* [PROBLEM REQUIREMENTS]
Copy out the entire listing word for word.
※
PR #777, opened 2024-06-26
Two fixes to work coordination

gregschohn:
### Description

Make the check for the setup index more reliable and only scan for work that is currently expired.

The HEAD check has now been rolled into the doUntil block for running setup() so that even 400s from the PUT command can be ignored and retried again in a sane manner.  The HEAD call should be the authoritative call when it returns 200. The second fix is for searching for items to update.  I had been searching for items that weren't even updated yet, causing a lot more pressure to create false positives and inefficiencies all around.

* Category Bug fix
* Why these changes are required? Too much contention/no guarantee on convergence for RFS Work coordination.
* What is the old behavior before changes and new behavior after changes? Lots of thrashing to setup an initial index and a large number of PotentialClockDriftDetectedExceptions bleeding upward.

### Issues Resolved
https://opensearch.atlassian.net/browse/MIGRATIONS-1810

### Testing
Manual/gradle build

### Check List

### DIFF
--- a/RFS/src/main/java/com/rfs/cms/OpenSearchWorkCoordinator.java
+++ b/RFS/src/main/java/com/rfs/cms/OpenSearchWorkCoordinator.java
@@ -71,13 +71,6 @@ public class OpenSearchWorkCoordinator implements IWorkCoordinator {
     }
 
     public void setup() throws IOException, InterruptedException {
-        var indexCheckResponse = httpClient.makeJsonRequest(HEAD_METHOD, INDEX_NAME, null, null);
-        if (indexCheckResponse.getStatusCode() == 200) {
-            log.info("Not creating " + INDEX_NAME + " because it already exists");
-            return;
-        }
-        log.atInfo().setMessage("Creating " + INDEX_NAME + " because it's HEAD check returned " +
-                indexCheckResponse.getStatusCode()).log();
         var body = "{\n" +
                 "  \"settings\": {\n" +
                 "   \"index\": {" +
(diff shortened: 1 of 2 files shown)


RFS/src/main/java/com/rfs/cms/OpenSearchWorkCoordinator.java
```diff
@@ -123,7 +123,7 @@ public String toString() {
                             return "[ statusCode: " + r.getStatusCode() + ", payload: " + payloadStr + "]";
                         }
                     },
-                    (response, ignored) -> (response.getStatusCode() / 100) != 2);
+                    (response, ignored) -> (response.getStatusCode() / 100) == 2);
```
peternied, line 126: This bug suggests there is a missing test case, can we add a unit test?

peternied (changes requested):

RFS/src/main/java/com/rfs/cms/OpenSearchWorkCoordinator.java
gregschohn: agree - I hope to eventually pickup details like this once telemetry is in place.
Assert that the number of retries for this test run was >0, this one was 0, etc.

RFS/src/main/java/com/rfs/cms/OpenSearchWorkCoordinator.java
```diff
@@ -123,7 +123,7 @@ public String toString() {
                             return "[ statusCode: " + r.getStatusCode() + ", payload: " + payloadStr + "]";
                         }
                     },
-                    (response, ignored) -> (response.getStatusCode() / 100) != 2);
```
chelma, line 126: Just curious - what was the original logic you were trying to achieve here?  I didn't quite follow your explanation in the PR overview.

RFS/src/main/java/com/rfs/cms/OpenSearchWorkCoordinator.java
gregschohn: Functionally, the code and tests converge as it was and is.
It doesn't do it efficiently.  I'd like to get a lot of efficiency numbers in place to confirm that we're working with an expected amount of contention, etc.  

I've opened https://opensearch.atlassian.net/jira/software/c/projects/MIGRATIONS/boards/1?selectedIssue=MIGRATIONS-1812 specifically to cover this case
※
* [ANSWER TO THE PROBLEM]
PR #777, opened 2024-06-26
Two fixes to work coordination

gregschohn:
### Description

Make the check for the setup index more reliable and only scan for work that is currently expired.

The HEAD check has now been rolled into the doUntil block for running setup() so that even 400s from the PUT command can be ignored and retried again in a sane manner.  The HEAD call should be the authoritative call when it returns 200. The second fix is for searching for items to update.  I had been searching for items that weren't even updated yet, causing a lot more pressure to create false positives and inefficiencies all around.

* Category Bug fix
* Why these changes are required? Too much contention/no guarantee on convergence for RFS Work coordination.
* What is the old behavior before changes and new behavior after changes? Lots of thrashing to setup an initial index and a large number of PotentialClockDriftDetectedExceptions bleeding upward.

### Issues Resolved
https://opensearch.atlassian.net/browse/MIGRATIONS-1810

### Testing
Manual/gradle build

### Check List

### DIFF
--- a/RFS/src/main/java/com/rfs/cms/OpenSearchWorkCoordinator.java
+++ b/RFS/src/main/java/com/rfs/cms/OpenSearchWorkCoordinator.java
@@ -71,13 +71,6 @@ public class OpenSearchWorkCoordinator implements IWorkCoordinator {
     }
 
     public void setup() throws IOException, InterruptedException {
-        var indexCheckResponse = httpClient.makeJsonRequest(HEAD_METHOD, INDEX_NAME, null, null);
-        if (indexCheckResponse.getStatusCode() == 200) {
-            log.info("Not creating " + INDEX_NAME + " because it already exists");
-            return;
-        }
-        log.atInfo().setMessage("Creating " + INDEX_NAME + " because it's HEAD check returned " +
-                indexCheckResponse.getStatusCode()).log();
         var body = "{\n" +
                 "  \"settings\": {\n" +
                 "   \"index\": {" +
(diff shortened: 1 of 2 files shown)


RFS/src/main/java/com/rfs/cms/OpenSearchWorkCoordinator.java
```diff
@@ -123,7 +123,7 @@ public String toString() {
                             return "[ statusCode: " + r.getStatusCode() + ", payload: " + payloadStr + "]";
                         }
                     },
-                    (response, ignored) -> (response.getStatusCode() / 100) != 2);
+                    (response, ignored) -> (response.getStatusCode() / 100) == 2);
```
peternied, line 126: This bug suggests there is a missing test case, can we add a unit test?

peternied (changes requested):

RFS/src/main/java/com/rfs/cms/OpenSearchWorkCoordinator.java
gregschohn: agree - I hope to eventually pickup details like this once telemetry is in place.
Assert that the number of retries for this test run was >0, this one was 0, etc.

RFS/src/main/java/com/rfs/cms/OpenSearchWorkCoordinator.java
```diff
@@ -123,7 +123,7 @@ public String toString() {
                             return "[ statusCode: " + r.getStatusCode() + ", payload: " + payloadStr + "]";
                         }
                     },
-                    (response, ignored) -> (response.getStatusCode() / 100) != 2);
```
chelma, line 126: Just curious - what was the original logic you were trying to achieve here?  I didn't quite follow your explanation in the PR overview.

RFS/src/main/java/com/rfs/cms/OpenSearchWorkCoordinator.java
gregschohn: Functionally, the code and tests converge as it was and is.
It doesn't do it efficiently.  I'd like to get a lot of efficiency numbers in place to confirm that we're working with an expected amount of contention, etc.  

I've opened https://opensearch.atlassian.net/jira/software/c/projects/MIGRATIONS/boards/1?selectedIssue=MIGRATIONS-1812 specifically to cover this case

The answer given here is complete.